Keith Kondo

Personal information
- Full name: Keith Kondo
- Born: 5 November 1988 (age 37) Harare, Zimbabwe
- Batting: Right-handed
- Bowling: Right-arm medium
- Role: All-rounder

Domestic team information
- 2006: Mashonaland
- 2008/09: Northerns
- 2009: Southern Rocks

Career statistics
| Competition | First-class | List A |
| Matches | 6 | 6 |
| Runs scored | 78 | 82 |
| Batting average | 8.66 | 16.40 |
| 100s/50s | 0/0 | 0/1 |
| Top score | 30 | 58 |
| Balls bowled | – | 120 |
| Wickets | – | 5 |
| Bowling average | – | 17.80 |
| 5 wickets in innings | – | 0 |
| 10 wickets in match | – | 0 |
| Best bowling | – | 3/15 |
| Catches/stumpings | 3/– | 1/– |
- Source: CricketArchive, 5 August 2011

= Keith Kondo =

Zimbabwean cricketer (born 1988)

Keith Kondo (born 5 November 1988) is a Zimbabwean cricketer.

==Career==
Kondo made his List A debut for Mashonaland against Matabeleland in the 2005–06 Inter-Provincial One-Day Competition, scoring seven runs batting at #7. He played three further games for Mashonaland in the 2005–06 season, including a bowling analysis of 3/15 against Midlands.

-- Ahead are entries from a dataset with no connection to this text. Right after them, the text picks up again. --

PR #1716, opened 2024-03-08
Move SDK into monorepo

ItsMeBrianD:
This PR does (should) not include any functional changes to the code, and should only include a copying of the `sdk` package, along with some minor version tweaks for compatibility.

### Description

The Evidence SDK is the beginning of a rewrite of the "framework" component of Evidence.

It will replace the `preprocess`, `plugin-connector`, `query-store`, `universal-sql`, `db-commons` and `component-utility` packages, bringing everything into one package that is used to power Evidence.

Sections of the code that are "plugins" will remain split out (e.g. `tailwind`, `core-components`, all datasources, and eventually the example project), and have been sorted into folders accordingly).

The plan is to incrementally adopt and improve the `sdk` package to phase out the above packages, replacing them throughout the codebase with their SDK equivalants, which will appear in future PRs.

---

This PR also makes the `@evidence-dev/sdk` package publicly available as a preview, which can be used to use Evidence datasources and universal SQL in custom Sveltekit projects, presented as a vite plugin + svelte preprocessor. Refer to the [SDK Readme](https://github.com/evidence-dev/evidence/tree/integrate-sdk/packages/lib/sdk/README.md) for more information


archiewood:
looks like a sensible re-org conceptually.
The only thing that broke my brain expectations is that db-commons and db-orchestrator are in datasources.

packages/lib/sdk/src/build-dev/vite/virtuals/proxyStack.js
```diff
@@ -0,0 +1,37 @@
...
+	 * @type {Array<[string, Object]>}
+	 */
+	let stack = [];
+	/** @type {import("svelte/store").Writable<Record<string,Object>>} */
+	const write = writable({});
+
+	const flush = () => {
+		write.update((v) => {
+			for (const k of Object.keys(v)) delete v[k];
+			return Object.assign({}, v, ...stack.map((s) => s[1]));
```
csjh, line 18: Probably not a concern but this seems slow

packages/lib/sdk/src/plugins/components/loaders/file-loader.js
```diff
@@ -0,0 +1,125 @@
...
+	// Return relative filepaths
+	return output.map((p) => path.relative('.', p));
+};
+
+/**
+ * Reduce function to run on a svelte AST.
+ * Searches for the evidenceInclude declaration.
+ * @example
+ *  <script context="module">
+ *      export const evidenceInclude = true
```
csjh, line 46: should probably be specified that this is static analysis somewhere

packages/lib/sdk/src/plugins/datasources/SourceResultCache.js
```diff
@@ -0,0 +1,62 @@
...
+
+/**
+ *
+ * @param {string} sourceName
+ * @param {string} queryName
+ * @param {string} content
+ */
+export const addToCache = (sourceName, queryName, content) => {
+	const contentHash = hash(content);
+	if (!knownQueryHashes[sourceName]) knownQueryHashes[sourceName] = {};
```
csjh, line 48:
```suggestion
	knownQueryHashes[sourceName] ??= {};
```

packages/lib/sdk/src/types/virtuals.d.ts
```diff
@@ -0,0 +1,123 @@
...
+	export const ALL_QUERIES_CONTEXT_KEY = '__EVIDENCE_ALL_QUERIES';
+	export const ALL_QUERIES_MUTS_CONTEXT_KEY = '__EVIDENCE_ALL_QUERIES_MUTS';
+}
+
+declare module '$evidence/initUsql' {
+	const initUsqlPromise: Promise<void>;
+	export default initUsqlPromise;
+}
+
+declare module '$evidence/ssrHook.svelte.js' {
```
csjh, line 38: I really don't like the `.svelte.js` prefix when it has nothing to do with runes

packages/lib/sdk/src/types/virtuals.d.ts
```diff
@@ -0,0 +1,123 @@
...
+	export const getQueries: () => import('svelte/store').Readable<GetQueryResult>;
+}
+
+declare module '$evidence/updateQueryContext' {
+	type UpdateQueryContext = () => (layerQueries: Record<string, string>) => void;
+	const fn: UpdateQueryContext;
+	export default fn;
+}
+
+declare module '$evidence/static-assets' {
```
csjh, line 80: kebab case when everything else is camel case is weird

packages/lib/sdk/src/types/virtuals.d.ts
csjh, line 1: IMO doesn't make sense to have this many virtual files when most are just one or two exports

ItsMeBrianD:
@csjh we can address these comments in the future (probably worth logging an issue); this PR is just to migrate the code and restructure the repository

ItsMeBrianD:
@archiewood I would be okay with moving those into `lib`, but would we then want to move `component-utilites` into lib as well, or do those make sense where they are?

csjh:
Yeah just wanted to label some thoughts while going thru it

csjh (approved):

archiewood:
@ItsMeBrianD I take your point - I'm fine as is


I think the alternative would be:
- db-[stuff] -> lib
- tailwind,  component-utils -> lib
- core-components becomes top level (ie there is no ui directory)

ItsMeBrianD:
```
db-[stuff] -> lib
tailwind, component-utils -> lib
core-components becomes top level (ie there is no ui directory)
```

Could instead do:

```
db-[stuff] -> lib
component-utils -> lib
tailwind + core-components are the ui directory
```

This also reflects the intention of all packages in the `lib` directory wanting to get merged into the `sdk` over time

PR #1719, opened 2024-03-09
Fullscreen DataTable

csjh:
### Description

Adds `Fullscreen` component and uses it in `DataTable`

image

Basic `Fullscreen`-wrapped `BarChart`:
image

### Checklist


packages/core-components/src/lib/atoms/fullscreen/Fullscreen.svelte
```diff
@@ -0,0 +1,56 @@
...
+			}
+		};
+	}
+</script>
+
+<dialog class="w-[90vw] rounded-lg overflow-hidden relative" use:popup={open}>
+	<button class="absolute top-2 right-2 text-gray-500 hover:text-gray-700 focus:outline-none"
+		><Icon class="w-6 h-6" src={X} /></button
+	>
+	<slot />
```
archiewood, line 55: The y axis looks pretty tight to the edge of the modal in the screenshot of the barchart

Can we add a bit of x - padding?

archiewood (commented):
Looks great!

Kondo made his first-class debut for Northerns in 2008 after the reorganisation of Zimbabwean cricket, making 30 and 8 runs after opening the batting in both innings. He played four further first-class matches for Northerns in the 2007–08 and 2008–09, mainly as an opener, as well as two List A matches.

Kondo represented Southern Rocks in one first-class match against Mountaineers in September 2009 after Zimbabwean cricket was once again reorganised, scoring a duck in the first innings and 11 in the second innings. This remains his last first-class match to date, although he did appear in six matches for Southern Rocks B in the 2009–10 Franchise B League, scoring 301 runs at an average of 33.44, with a highest score of 86.